"Oh, don't say so, Monseigneur!" rejoined Des Avenelles. "I feared I was incurring great risks, and I have hardly dared to breathe since I have known the horrible plans of my two guests. But I have known them only three days,—only three days, I solemnly swear! You should know that I was not present at the Nantes gathering. When the Prince de Condé and the Seigneur de la Renaudie arrived at my house in the early part of this week, I believed myself to be harboring adherents of the Reformed religion, but not conspirators. I have a holy horror of conspirators and conspiracies! They said nothing to me on the subject at first; and it is that for which I am angry with them. Thus to expose to deadly peril, without his knowledge, a poor fellow who had never done them aught but good turns,—that was very wrong. But these great personages never do otherwise."

"What's that?" was Monsieur de Braguelonne's sharp retort,—for he considered himself a very great man indeed.

"I refer to the great personages of the Reformed religion," the advocate made haste to explain. "However, they began by keeping everything from me; but they were whispering together all day long, and writing day and night; visits they received every minute. I watched and listened; in short, I guessed at the beginning of the plot, so that they were obliged to tell me everything,—their meeting at Nantes, their great conspiracy; in fact, all this that you know, and which they thought so carefully concealed. But since that revelation I have not been able to sleep or eat; I have just existed. Every time that anybody came to my house—and God knows how often people have come there!—I would imagine that they had come to carry me before the judges. During the night, in my rare moments of feverish sleep, I dreamed of nothing but courts and scaffolds and executioners, and I would awake bathed in a cold perspiration, to begin again my unceasing attempts to foresee and estimate the risk I was running."
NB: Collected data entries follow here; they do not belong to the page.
PR #3556, opened 2026-08-19
feat(cli): terminal art for login/logout/whoami

aromeoes:
## Contribution path

## Problem

Terminal UI for `dimos login`, `dimos logout` and `dimos whoami` is plain `typer.echo` output. It works, but the UX could be better.

## Demo

`dimos login` → `whoami` → `logout` → a refused code.

dimos login

## Solution

New `dimos/cli/art.py`: pure rendering, every function returns `list[str]`. `cloud.py` swaps seven prints for seven calls to it.

**No behaviour change** — `_post`, `_store`, `_forget`, `api_key`, the polling loop and every exit code are byte-identical, and the seven existing tests pass unmodified.

**No new libraries** — `terminaltexteffects` was already one; this drops the `rich` imports from `cloud.py`.

**Four things to understand:**

- **`Live`** — the login card is redrawn in place each poll. `pause()` sleeps the server's `interval` but wakes every 100ms to animate, so the spinner turns without changing the poll cadence.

"The risk you were running, did you say?" said Monsieur de Braguelonne. "Why, prison in the first place—"

"And torture in the second," added Démocharès.

"To be followed probably by hanging," said the lieutenant.

"Or the stake, possibly," continued the grand inquisitor.

"The wheel has been known to be used in such cases," the lieutenant put in, as a suitably effective end to the list.

"Imprisoned! tortured! hanged! burned alive! broken on the wheel!" Poor Des Avenelles repeated every word as if he had actually undergone each of the punishments they enumerated.

"Dame! You are an advocate, and should know the law," retorted Monsieur de Braguelonne.